Closed will-aristocrat closed 1 year ago
Thanks for reporting the issue.
I guess you mean that the implementation of UnwrapAs<T>()
for example does not use the as
keyword to convert to the generic type provided. I am not sure that this is a problem at all though because if the method does return a valid object it will be guarenteed to be implicitly convertable to the generic type provided, so it would appear that the as
in this case would just do nothing.
For example given the following interpreted class declaration:
public class Example : MonoBehaviour{}
Lets assume that we have created a CLRInstance and want to unwrap it to UnityEngine.Component
using UnwrapAs<>. The following code using the default unwrap implementation will output the message commented:
Debug.Log(inst.UnwrapAs<Component>());
// Output: 'GameObject (UnityEngine.MonoBehaviourProxy)'
Modifying the UnwrapAs<>
implementation to also include the conversion using the as
keyword as shown below will output the same result because MonoBehaviourProxy
is the actual object type and not the variable type used to hold it.
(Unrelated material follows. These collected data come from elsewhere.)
PR #8702, opened 2026-03-15
perf: disable napi tracing feature to reduce binary size

Boshen:
## Summary

- Remove the `"tracing"` feature from both `napi` and `napi-derive` workspace dependencies
- This eliminates ~491 generated `tracing::debug!()` call sites in napi wrapper functions, saving **~99 KiB** in the release binary
- Rolldown's own tracing infrastructure (`rolldown_tracing` / `RD_LOG`) is unaffected

### DIFF
--- a/Cargo.lock
+++ b/Cargo.lock
@@ -1526,7 +1526,6 @@ dependencies = [
  "serde",
  "serde_json",
  "tokio",
- "tracing",
 ]
 
 [[package]]
--- a/Cargo.toml
+++ b/Cargo.toml
@@ -229,9 +229,9 @@ quote = "1"
 syn = { version = "2", default-features = false }
 
 # napi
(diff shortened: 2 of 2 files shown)


sapphi-red:
Hmm, is it possible to reduce the size without completely removing this feature? If we do this, we'll have to create a build with this feature enabled and give it to users when these kinds of bug were found.

Boshen:
> Hmm, is it possible to reduce the size without completely removing this feature? If we do this, we'll have to create a build with this feature enabled and give it to users when these kinds of bug were found.

What useful tracing information do the N-API crates provide?

sapphi-red:
It helps debugging deadlock issues like https://github.com/rolldown/rolldown/pull/7289. It will log for each napi function call and we can know which function is pending.

Boshen:
ahh ok

PR #8708, opened 2026-03-15
perf: replace TypedDashMap with TypedMap in CustomField

Boshen:
## Summary

- Replace `TypedDashMap` (DashMap-backed, 64 shards × 8 KB = 512 KB per instance) with `TypedMap` (plain HashMap-backed) in `CustomField`
- `CustomField` is write-once-read-many: populated at creation, wrapped in `Arc`, then only read — concurrent write access is never needed
- Removes `dashmap` feature dependency from `typedmap` crate

  Before (from earlier profiling):
  - DashMap shard allocations from CustomField: ~24.2 MB in 3,104 blocks
  - Total allocated: ~311 MB

  After (with TypedMap):
  - DashMap shard overhead (remaining, from other DashMaps like resolver/file emitter): 0.17 MB in ~17 blocks
  - TypedMap/CustomField allocations: 0.15 MB
  - Total allocated: 301.2 MB

  The CustomField DashMap shard overhead dropped from ~24 MB to ~0.15 MB — a ~24 MB reduction (~99.4% elimination). The remaining 0.17 MB of
  DashMap shard allocations come from other legitimate concurrent DashMaps (resolver cache, file emitter, etc.), not from CustomField.

  The total allocation reduction of ~10 MB (311 → 301 MB) is less than the full 24 MB because this is a single-threaded dhat run (fewer shards
  per DashMap than the 64-shard production scenario). The savings on a 10+ core production machine would be the full ~24 MB.

### DIFF
--- a/Cargo.lock
+++ b/Cargo.lock
@@ -4318,9 +4318,6 @@ name = "typedmap"
 version = "0.6.0"
 source = "registry+https://github.com/rust-lang/crates.io-index"
 checksum = "63278e72ed4f207eb3216c944cbafb35bdb656d2eab97ef73c0c165a1cd3e319"
-dependencies = [
- "dashmap",
-]
 
 [[package]]
 name = "typenum"
--- a/crates/rolldown/tests/rolldown/plugin/plugin_context/custom_arg_in_resolve/mod.rs
+++ b/crates/rolldown/tests/rolldown/plugin/plugin_context/custom_arg_in_resolve/mod.rs
@@ -29,7 +29,7 @@ impl Plugin for TestPluginCaller {
     args: &HookResolveIdArgs<'_>,
   ) -> HookResolveIdReturn {
     if args.specifier == "foo" {
-      let custom = CustomField::default();
+      let mut custom = CustomField::default();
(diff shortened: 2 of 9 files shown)


hyf0:
@copilot+gpt-5.4 add a design note `plugin-context-resolve.md`, no need to add detailed content, just record content like becuase "concurrent write access is never needed" so we're using TypedMap directly, once we encounter features that required write in multiple places, we could switch back to `TypedDashMap`.

hyf0 (approved):

hyf0:
### Merge activity

* **Mar 15, 3:40 PM UTC**: The merge label 'graphite: merge-when-ready' was detected. This PR will be added to the [Graphite merge queue](https://app.graphite.com/merges?org=rolldown&repo=rolldown) once it meets the requirements.
* **Mar 15, 3:43 PM UTC**: `hyf0` added this pull request to the [Graphite merge queue](https://app.graphite.com/merges?org=rolldown&repo=rolldown).
* **Mar 15, 3:48 PM UTC**: Merged by the [Graphite merge queue](https://app.graphite.com/merges?org=rolldown&repo=rolldown).

PR #9777, opened 2026-06-15
refactor: remove unnecessary `Arc` around sourcemap sender

camc314:
This PR replaces `Arc<std::sync::mpsc::Sender<SourceMapGenMsg>>` with a cloned `Sender<SourceMapGenMsg>`.

`std::sync::mpsc::Sender is already a clonable multi-producer handle. Cloning a sender creates another handle to the same channel, so wrapping it in an `Arc` ads another unnecessary layer of shared ownership witout chaning semantics.

Before, callsers shared

```
  Arc<Sender<SourceMapGenMsg>>
```

After, callers pass:

```
  Sender<SourceMapGenMsg>
```

Each cloned Sender still sends to the same receiver owned by the sourcemap worker thread. The receiver, shutdown behavior, and message propagation remain the same; this change only removes the extra Arc allocation/refcount indirection around a type that already provides the sharing model needed here.


camc314:
@codex review this PR

IWANABETHATGUY (approved):

shulaoda (approved):

PR #9783, opened 2026-06-16
fix: wrap node require helper in pure IIFE

### LINKED ISSUE #9782: [Bug]: import.meta.url is preserved in output even when createRequire(import.meta.url) helper is unused

Reproduction Link - [REPL](https://repl.rolldown.rs/#eNptUMtuxCAM/BXLl22lKHvn2t/gQsBs6BKDwGm3ivLvJUR9SZWQjMczI3s29Kg2DOzoMUo9/ozqpx/QtrYVQiVlpX3AkmJ06Z1Hm9iH2y/VP5NTH5acisAGjnxgeulj2MGXtMDlS3bRrJkendqIZo29fgueNs0AgfMqCk7LcSExY4eGY5ijEZ/KojRycqSxo1KI6mzupLyJleB6BZkJfIhUoVIkK+Rg+ujotIokhvbI2BnETIdFk6QsIXHVvD9rxhZENvZubjS+1tSuPyP4g53H9601OsrUUmUbqGpUsO3N6TBqTm+N1janKrh/Aoofik8=) link

Hi Team,
As you can see in the REPL link, `import.meta.url`, which is used in the `createRequire` function, is left in the output even though `createRequire` itself is not used and gets removed by Rolldown / Oxc.

This seems unexpected because the input file is empty, but the output still contains a standalone `import.meta.url`.

### What is expected?

The expected output should be like the below one 
```
import "node:module";
//#endregion
export {};
```

I think this is happening because, as mentioned in the [Oxc docs](https://oxc.rs/docs/guide/usage/minifier/dead-code-elimination.html#pure-pure), only the function call is treated as pure, not its arguments.

So in a helper like this:

`export var __require = /* @__PURE__ */ createRequire(import.meta.url);`

createRequire(...) can be removed, but the argument import.meta.url may still be preserved.

Using a pure IIFE seems to solve the issue, as mentioned in the Oxc docs:

`export var __require = /* #__PURE__ */ (() => createRequire(import.meta.url))();`

This way, the whole expression, including import.meta.url, can be removed when the helper is unused.

### System Info

```Shell
System:
    OS: Windows 11 10.0.26200
    CPU: (16) x64 13th Gen Intel(R) Core(TM) i5-13500H
    Memory: 1.54 GB / 15.75 GB
  Binaries:
    Node: 24.16.0 - C:\Program Files\nodejs\node.EXE
    Yarn: 1.22.22 - C:\Users\96110\AppData\Roaming\npm\yarn.CMD
    npm: 11.13.0 - C:\Program Files\nodejs\npm.CMD
    pnpm: 11.4.0 - C:\Users\96110\AppData\Local\pnpm\bin\pnpm.CMD
  Browsers:
    Chrome: 149.0.7827.114
    Edge: Chromium (149.0.4022.69)
    Internet Explorer: 11.0.26100.8115
  npmPackages:
    rolldown: workspace:* => 1.1.1
```

### Any additional comments?

_No response_

kb019:
fixes #9782
Hi Team,
This PR fixes an issue where `import.meta.url` was preserved in the output even when the `createRequire(import.meta.url)` helper was unused and removed.

The issue happens because the pure annotation on `createRequire(import.meta.url)` only marks the function call as pure, but not the argument. Because of that, `import.meta.url` can still be left in the final output as a standalone expression.

This PR wraps the helper initialization in a pure IIFE, so the whole expression can be removed when the helper is unused.

### DIFF
--- a/crates/rolldown/src/runtime/runtime-tail-node.js
+++ b/crates/rolldown/src/runtime/runtime-tail-node.js
@@ -1,4 +1,4 @@
 // This is created by the rolldown. It's used to polyfill the global `require` function when you bundling code
 // with target `format: 'es'` and `platform: 'node'`. It's used to make sure the global `require` could
 // works in Node.js esm environment.
-export var __require = /* @__PURE__ */ createRequire(import.meta.url);
+export var __require = /* #__PURE__ */ (() => createRequire(import.meta.url))();
--- a/crates/rolldown/tests/rolldown/function/resolve/alias_to_node_builtin_module/artifacts.snap
+++ b/crates/rolldown/tests/rolldown/function/resolve/alias_to_node_builtin_module/artifacts.snap
@@ -9,7 +9,7 @@ source: crates/rolldown_testing/src/integration_test.rs
 import { createRequire } from "node:module";
 //#endregion
 //#region main.js
-(/* @__PURE__ */ createRequire(import.meta.url))("fs");
+(/* @__PURE__ */ (() => createRequire(import.meta.url))())("fs");
 //#endregion
 export {};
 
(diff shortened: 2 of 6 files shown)


sapphi-red (approved):

kb019:
Thanks @sapphi-red

PR #9789, opened 2026-06-16
fix: avoid panic on `output.file` without a file name

shulaoda:
## Problem

A bundle with an `output.file` that has no file-name component crashes the whole build instead of reporting a config error.

`Chunk::generate_preliminary_filename` derives the basename from the raw, unvalidated user option:

```rust
let basename = PathBuf::from(file)
  .file_name()
  .expect("The file should have basename")
  .to_string_lossy()
  .to_string();
```

`Path::file_name()` returns `None` for paths with no final file-name component, e.g. `""`, `"/"`, `"."`, `".."`, or any path ending in `..` (such as `"dist/.."`). Any of those as `output.file` hits the `.expect(...)` and panics:

```js
export default { output: { file: '.' } } // or '/', '', 'dist/..'
```

The panic message (`The file should have basename`) gives the user no actionable information. Rollup rejects such values gracefully.

## Fix

Validate `output.file` upfront in `verify_raw_options`, where the other output options are already validated, so a value without a file name is rejected as a recoverable `INVALID_OPTION` config error before bundling starts:

```text
[INVALID_OPTION] Invalid value "." for option "output.file" - it does not contain a file name. Please provide a path that ends with a file name.
```

This keeps input validation in a single, discoverable place. The downstream `expect` in `generate_preliminary_filename` is left as-is: it now holds as an invariant guaranteed by the upfront check (`NormalizedBundlerOptions` is only ever built in `prepare_build_context`, which runs `verify_raw_options` first), so it is no longer reachable for invalid input.

Added an `errors/invalid_option/output-file-without-name` snapshot test covering the new diagnostic.


h-a-n-a (dismissed):

crates/rolldown_common/src/chunk/mod.rs
```diff
@@ -191,11 +191,13 @@ impl Chunk {
     used_name_counts: &FxDashMap<ArcStr, u32>,
   ) -> anyhow::Result<PreliminaryFilename> {
     if let Some(file) = &options.file {
-      let basename = PathBuf::from(file)
+      let basename = Path::new(file)
         .file_name()
-        .expect("The file should have basename")
+        .ok_or_else(|| {
+          anyhow::anyhow!("Invalid `output.file` {file:?}: it does not contain a file name.")
```
h-a-n-a: Maybe we should put this in the validation function in `rolldown/crates/rolldown/src/utils/prepare_build_context.rs`? so that we can see clearly on how inputs are get validated.

h-a-n-a (approved):

IWANABETHATGUY (approved):

h-a-n-a:
### Merge activity

* **Jun 16, 10:20 AM UTC**: The merge label 'graphite: merge-when-ready' was detected. This PR will be added to the [Graphite merge queue](https://app.graphite.com/merges?org=rolldown&repo=rolldown) once it meets the requirements.
* **Jun 16, 10:20 AM UTC**: `h-a-n-a` added this pull request to the [Graphite merge queue](https://app.graphite.com/merges?org=rolldown&repo=rolldown).
* **Jun 16, 10:23 AM UTC**: The [Graphite merge queue](https://app.graphite.com/merges?org=rolldown&repo=rolldown) couldn't merge this PR because **it failed for an unknown reason** (Fast-forward merges are not supported for forked repositories. Please create a branch in the target repository in order to merge).

PR #9793, opened 2026-06-16
perf(rolldown): skip redundant canonical_ref lookup in chunk symbol deconfliction

hyfdev:
Skip a redundant `canonical_ref` union-find lookup per declared symbol in `deconflict_chunk_symbols`: the caller already resolved the canonical ref, so pass it to a new `add_canonical_symbol_in_root_scope` instead of re-resolving it inside `add_symbol_in_root_scope`. Behavior-preserving.

Prepared with AI assistance.

### DIFF
--- a/crates/rolldown/src/utils/renamer.rs
+++ b/crates/rolldown/src/utils/renamer.rs
@@ -166,6 +166,23 @@ impl<'name> Renamer<'name> {
   /// other top-level names and nested scope names that could cause capture.
   pub fn add_symbol_in_root_scope(&mut self, symbol_ref: SymbolRef, needs_deconflict: bool) {
     let canonical_ref = symbol_ref.canonical_ref(self.symbol_db);
+    self.add_canonical_symbol_in_root_scope(canonical_ref, needs_deconflict);
+  }
+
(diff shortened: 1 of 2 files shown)


crates/rolldown/src/utils/renamer.rs
```diff
@@ -166,6 +166,23 @@ impl<'name> Renamer<'name> {
...
   pub fn add_symbol_in_root_scope(&mut self, symbol_ref: SymbolRef, needs_deconflict: bool) {
     let canonical_ref = symbol_ref.canonical_ref(self.symbol_db);
+    self.add_canonical_symbol_in_root_scope(canonical_ref, needs_deconflict);
+  }
+
+  /// Same as [`Self::add_symbol_in_root_scope`] but takes an already-canonicalized
+  /// `canonical_ref`. Hot callers (e.g. `deconflict_chunk_symbols`) that have already
+  /// resolved the canonical ref use this to avoid a redundant `canonical_ref` union-find
+  /// walk. `canonical_ref` MUST be canonical (i.e. `symbol_ref.canonical_ref(db)`).
+  pub fn add_canonical_symbol_in_root_scope(
```
hyfdev, line 176: I think this is a bug-prone change, this require human-invloved judement to correctly call some functions.

PR #9794, opened 2026-06-16
perf: replace the `url` crate with `iri-string` (-210 KB)

Boshen:
## Do we need the `url` crate? No — a 0-dep RFC 3986 parser covers it.

`url` is pulled in **only** by rolldown crates, and it drags the entire IDNA/Unicode stack along:

```
url -> idna -> idna_adapter -> ICU4X (icu_normalizer / icu_properties + *_data + zerovec / yoke / ... — ~21 crates)
```

That's ~210 KB of the shipped `librolldown_binding.node` for internationalized-domain-name handling (`münchen.de` -> punycode) that rolldown never needs — and `url` has no feature to disable `idna`.

[`iri-string`](https://crates.io/crates/iri-string) is a **zero-dependency**, RFC 3986/3987 URI parser. It treats the host as opaque text, so it has **no IDNA/ICU** at all, while still being a real, spec-compliant parser (validation + relative resolution) rather than hand-rolled string slicing.

### What we use `url` for, and the replacement

| site | usage | with `iri-string` |
|---|---|---|
| `file_url.rs` | parse `file://` -> path | `UriStr` components (authority/path/query/fragment) |
| `normalize_binding_options.rs` | validate `sourcemapBaseUrl` + trailing `/` | `UriStr::new` validation + append `/` |
| `process_code_and_sourcemap.rs` | join map filename onto base | base is normalized to end in `/`, so plain append |

10 new unit tests, all passing; matches the `output/sourcemap-base-url` fixture.

### Impact (aarch64, LTO release, same-worktree A/B)

| approach | size | saved | parser |
|---|---|---|---|
| baseline (`url` + `idna` + ICU4X) | 23,675,392 | — | WHATWG |
| `idna_adapter` ASCII stub (keeps `url`) | 23,543,232 | −129 KB | WHATWG, needs a vendored crate + `[patch]` |
| **`iri-string` (this PR)** | **23,460,448** | **−210 KB** | **real RFC 3986, no ICU, 0 deps** |
| full hand-roll (#9790) | 23,443,904 | −226 KB | hand-written |

`iri-string` captures **93%** of removing `url` entirely (−210 of −226 KB), only 16 KB behind hand-rolling, but the tricky parts (`file://` parsing, RFC-3986 resolution) are done by a real parser. It removes `url` + `idna` + the ICU4X stack from the binary (`idna`/ICU remain only behind the `jsonschema` **test** dep).

### Trade-off

`iri-string` is RFC 3986 (stricter than `url`'s WHATWG) — it rejects a few malformed inputs `url` would auto-normalize (e.g. raw unencoded spaces). For the well-formed `file://`/sourcemap URLs rolldown actually sees they agree, and `sourcemapBaseUrl` validation just gets marginally stricter.

### Relationship to #9790

This is the **recommended alternative** to #9790 (which hand-rolls the parsing): near-identical savings, but no hand-written URL parser to own. Draft to pick between the two approaches.

Not yet validated here: the JS integration fixtures (need a full napi build + vitest) and the Windows `file://` path.


Boshen:
Superseded by #9811. Rather than swapping the parser, #9811 keeps `url` as-is and disables `idna`'s ICU backend via the `idna_adapter = "=1.0.0"` pin — the −129 KB "keep `url`" option from this PR's table, but using the official no-ICU `idna_adapter` release instead of a vendored stub + `[patch]`.

PR #9795, opened 2026-06-16
perf: remove num-format dependency from vite reporter

Boshen:
## What

`num-format` was used at exactly one place — `crates/rolldown_plugin_vite_reporter/src/utils.rs`'s `display_size`, to insert thousands separators (`quotient.to_formatted_string(&Locale::en)`) into the build size report, e.g. `1,234.56 kB`.

This PR replaces that single call with a small `group_thousands` helper that inserts a `,` every three digits from the right, then drops `num-format` from the crate manifest and the root `[workspace.dependencies]`.

## Why (size mechanism)

`num-format` bundles a static data table for 500+ locales (separators, grouping rules, digit shapes, etc.) so it can format numbers for any locale. We only ever needed `Locale::en` — plain 3-digit grouping with `,`. By porting the ~10-line helper we drop the entire crate and its embedded locale table from the dependency graph, which shrinks the shipped `rolldown_binding` cdylib (`.node`). The helper reuses the `itoa` dependency the crate already has.

## Correctness

The output is byte-identical to `num_format`'s `Locale::en` (standard 3-digit grouping, `,` separator). Added a unit test covering edge cases:

- `0 -> "0"`, `5 -> "5"`, `999 -> "999"`
- `1000 -> "1,000"`, `12345 -> "12,345"`, `1234567 -> "1,234,567"`, `1000000 -> "1,000,000"`

`cargo test -p rolldown_plugin_vite_reporter` passes, clippy (pedantic) is clean, and `cargo check -p rolldown_binding` compiles. Reporter output / snapshots are unchanged.

**Binary size impact:** **−32 bytes (negligible)** on the stripped release cdylib (fat-LTO, `strip="symbols"`, baseline `697a7c4e58`). The 500+-locale data table was already removed by the linker's `dead_strip` (only `Locale::en` was ever referenced), so dropping the crate yields no meaningful `.node` size change. The value of this PR is one fewer dependency + faster compiles, **not** binary size.


shulaoda (approved):

shulaoda:
### Merge activity

* **Jun 16, 7:00 PM UTC**: The merge label 'graphite: merge-when-ready' was detected. This PR will be added to the [Graphite merge queue](https://app.graphite.com/merges?org=rolldown&repo=rolldown) once it meets the requirements.
* **Jun 16, 7:00 PM UTC**: `shulaoda` added this pull request to the [Graphite merge queue](https://app.graphite.com/merges?org=rolldown&repo=rolldown).
* **Jun 16, 7:06 PM UTC**: Merged by the [Graphite merge queue](https://app.graphite.com/merges?org=rolldown&repo=rolldown).

PR #9802, opened 2026-06-16
perf(oxc-runtime): store embedded helpers deflate-compressed

Boshen:
## Summary

The `OxcRuntimePlugin` embeds every `@oxc-project/runtime` helper — both the ESM and CJS variants, 232 entries total — directly in the binary as uncompressed JS string literals (`arcstr::literal!`). That's ~187 KiB of `.rodata` that genuinely ships in the `.node` cdylib (the plugin is unconditionally registered, so the data is not dead-stripped).

This PR stores each helper body **raw-DEFLATE-compressed** (no zlib/gzip header, max level) and inflates it **lazily on first use**, caching the inflated `ArcStr` so each helper is inflated at most once per process. Helpers are already loaded at most once per helper per build behind an existing cache, so the runtime cost is negligible.

## Why this is ~free at runtime

The `flate2` crate (with the `zlib-rs` backend) is **already linked** into the binary via `oxc_compat -> oxc-browserslist -> flate2` (single version `1.1.9` across the whole graph). Decompressing the helpers reuses that already-present inflate engine, so the win is real `.rodata` savings rather than just trading data for code.

Measured section breakdown (release cdylib, macOS aarch64):

| section | base | branch | delta |
| --- | --- | --- | --- |
| `__TEXT,__const` (`.rodata`) | 1,453,816 | 1,334,008 | **−117 KiB** |
| `__TEXT,__text` (code) | 17,461,544 | 17,467,576 | +6 KiB |

The +6 KiB of code is just the thin inflate/cache wrapper — confirming the inflate engine itself was already linked.

## Implementation

- The generator (`tasks/generator/src/generators/oxc_runtime_helper.rs`) now emits each helper body as raw-DEFLATE bytes (`&'static [u8]`) in the `phf` maps, keyed identically. The map value is a small `Helper { compressed, len }` struct.
- The accessor inflates with `flate2::read::DeflateDecoder` and memoizes per-helper in a process-wide cache (keyed by the entry's `'static` address, which is unique per entry across both maps).
- Regenerated `embedded_helpers.rs` via `cargo run --bin generator`.

## Output is byte-identical

The emitted helper JS does not change. Verified across **all 232 helpers** that the inflated output is byte-identical to the upstream `@oxc-project/runtime` sources, plus unit tests covering non-empty inflation of every entry, exact spot-checks of known helpers, and cache stability. No snapshots changed.

**Binary size impact:** −96.2 KiB shipped `.node`/dylib (23,476,336 → 23,377,776 bytes), of which the embedded-helper `.rodata` reduction is −117 KiB (partly offset by +6 KiB inflate/cache code and macOS 16 KiB segment page padding).


IWANABETHATGUY (approved):

IWANABETHATGUY:
IIRC, you designed the oxc runtime embedd solution. Can you also have a look?

Boshen (commented):
The code is bad, I'll come back to this.

Boshen:
Closing in favor of tracking issue #10043 (assigned to @shulaoda).

PR #9826, opened 2026-06-17
docs: relocate meta/design to internal-docs, split design from implementation

h-a-n-a:
## Motivation

Per the maintainer discussion: `meta/` is an opaque prefix that's hard to discover. Move the docs to a self-describing top-level `internal-docs/`, and separate the **design/principles** (_why_) from **implementation** (_how_) so principles become first-class rather than buried inside implementation-focused docs.

## What changed

- **`meta/design/` → top-level `internal-docs/`**, one folder per feature. Every feature folder has an `implementation.md` (the _how_); features with substantial, separable design content also get a `design.md` (the _why_).
- **Split into `design.md` + `implementation.md`:** `dev-engine`, `watch-mode`, `devtools`, `cache`, `lazy-compilation`. `template/` is now a `design.md` / `implementation.md` template pair.
- **Left whole (implementation-only):** docs whose "why" is a thin, embedded aside or that are short and coherent (e.g. `module-tags`, `plugin-asset-module`) — splitting them would fragment a tight narrative. A `design.md` can be added later, on demand.
- **All references rewired:** code comments, inter-doc links, `AGENTS.md`, docs, and the generated `_config.schema.json` / `binding.d.cts`. Design-vs-implementation references are routed by *meaning* (e.g. error-replay refs point at `design.md` principles, not implementation sections), not by blind string replace.
- **`AGENTS.md`** documents the new one-folder-per-feature convention.

## Verification

- Every inter-doc link resolves; every external code/doc reference resolves to a real file.
- No `meta/design` references remain outside `CHANGELOG.md` (historical entries, intentionally left).
- The only unresolved links are the `template/` placeholder examples and a pre-existing dead `app-scenario-chunking` link in `manual-code-splitting`.

## Notes for reviewers

- The generated `_config.schema.json` and `binding.d.cts` had the path swap applied to match their (also-updated) Rust sources; a normal `just build-rolldown` reproduces them identically.
- Docs renames are git-tracked as renames; `dev-engine` etc. show as rename + content split.


IWANABETHATGUY:
All minor — none blocking.

- Pre-existing dead link, now touched. internal-docs/manual-code-splitting/implementation.md:99 → ../app-scenario-chunking/implementation.md (no such file). The PR correctly flags it as pre-existing, but since this PR is already rewiring that exact line, it'd be cheap to either drop the link or convert it to plain text rather than carry a known-broken link into the new structure.
- Template placeholder links will trip a link-checker. template/design.md:30 and template/implementation.md:25 link to ../other-feature/implementation.md as illustrative examples. If link-check CI is ever added (this reorg makes that more likely), these fail. Consider rendering them as inline code (`../other-feature/implementation.md`) instead of real []() links so they read as examples, not targets.

hyfdev (approved):

PR #9828, opened 2026-06-17
perf: compile out debug/trace tracing in release builds

Boshen:
## What

Adds a `release_max_level_info` cargo feature on `rolldown_binding` that turns on `tracing/release_max_level_info`, statically compiling out `debug!`/`trace!` events and `#[instrument(level = "debug" | "trace")]` spans in the shipped binary. The feature is enabled by `build-binding:release` and `build-binding:wasi:release`.

## Why

The pipeline carries 79 `#[tracing::instrument]` attributes (57 of them `debug`/`trace`), and `tracing` had no `release_max_level` set — so all of that span machinery (the `Instrumented` future wrapper, field recording, and enter/exit guards woven into every `poll`) was compiled into the release binary.

Measured on `librolldown_binding.dylib` (darwin-arm64, fat-LTO + stripped):

| build | size |
| --- | --- |
| baseline | 23,327,440 B |
| this PR | 22,892,768 B |
| **delta** | **−434,672 B (−1.9%, ~0.42 MiB)** |

## Notes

Modified UnwrapAs implementation:
public static object UnwrapAs<T>(this object instance) where T : class
{
// Check for valid clr instance
if (instance != null && instance is CLRInstance)
{
// 'as T' was added
return ((CLRInstance)instance).UnwrapAs(typeof(T)) as T;
}
return instance;
}
// Output: 'GameObject (UnityEngine.MonoBehaviourProxy)'
Maybe I have misunderstood the issue but using the as keyword would have no effect in this case? Perhaps you mean that the UnwrapAs<>
method should return T
instead of object
in this case? That change can be made if you think it would be beneficial and the as
keyword would be required in that case. The non-generic version though would have to remain with object
as the return type for obvious reasons.
Yes that is one aspect that I think would be good to alter w/ the generic type being the return type as well, however the issue I was trying to explain is slightly different.
Given the runtime class public class Example : MonoBehaviour{}
, and having created an instance at runtime, if I then wanted to retrieve information about the class' fields at runtime via reflection...
var instance = monoBehaviourProxy.Instance.UnwrapAs<Component>() as Component;
var componentType = instance.Type;
var visibleFields = componentType.GetFields(BindingFlags.Public | BindingFlags.NonPublic | BindingFlags.Instance);
It will return the proxy object's fields and not the instance's, because MonoBehaviourProxy is also a Component. Any reflection that I attempt to perform on what I would've thought would be the instance will actually be done on the proxy and not reveal the correct fields.
https://github.com/scottyboy805/dotnow-interpreter/blob/master/Assets/dotnow/Scripts/Core/CLRInstance.cs#L156 Line 156 is where it hits in this use case, which returns the .baseProxy of the CLRInstance. I would've thought it would return the instance itself.
The same would result if I was attempting to unwrap the exact type of the instance up on line 139. I may be misunderstanding how the proxies/instances are meant or able to be used though.
Thanks for explaining.
In that case the Unwrap call should not be needed at all since you can just use monoBehaviourProxy.Instance.Type
. The unwrap call in this case may be actually causing the issue because its intended purpose is to access the instance as an interop type that can be passed to external calls in different assemblies. For example: if you wanted to destroy the component from non-interpreted code then you would use something like Destroy(instance.UnwrapAs<UnityEngine.Object>());
I did a quick test with the some similar reflection code as shown above and got back the expected field: Interpreted:
public class Interpreted : MonoBehaviour
{
public int myfield;
}
Reflect:
MonoBehaviourProxy proxy = ...
Type componentType = proxy.Instance.Type;
FieldInfo[] fields = componenetType.GetFields(BindingFlags.Public | BindingFlags.NonPublic | BindingFlags.Instance);
// Output: fields = 'FieldInfo[1]', fields[0] = 'System.Int32 myfield'
Maybe I still don't have the full picture or the unwrap call is confusing matters, but if you are still not getting correct results then a full example would be great.
Also it is very WIP but there is a custom editor for mono behaviour proxies which aims to draw all fields on an interpreted class in the inspector. Might be worth checking out as it seems similar to what you want to acheive: https://github.com/scottyboy805/dotnow-interpreter/blob/master/Assets/dotnow/Scripts/Editor/MonoBehaviourProxyEditor.cs
I think this was a misunderstanding on my part of the intended usage for the unwrap call! Your reflection example is similar to a workaround I tested that also worked so I think I was just confused. Thanks for the editor script reference, this was actually something else we were hoping to accomplish :)
When using MonoBehaviourProxy/CLRInstance unwrapping, dotnow checks for compatibility against base type and returns the baseProxy if it matches. This causes issues where attempting to unwrap an instance with certain types (e.g. Component) ends up returning the proxy in its original form instead of casting the runtime instance.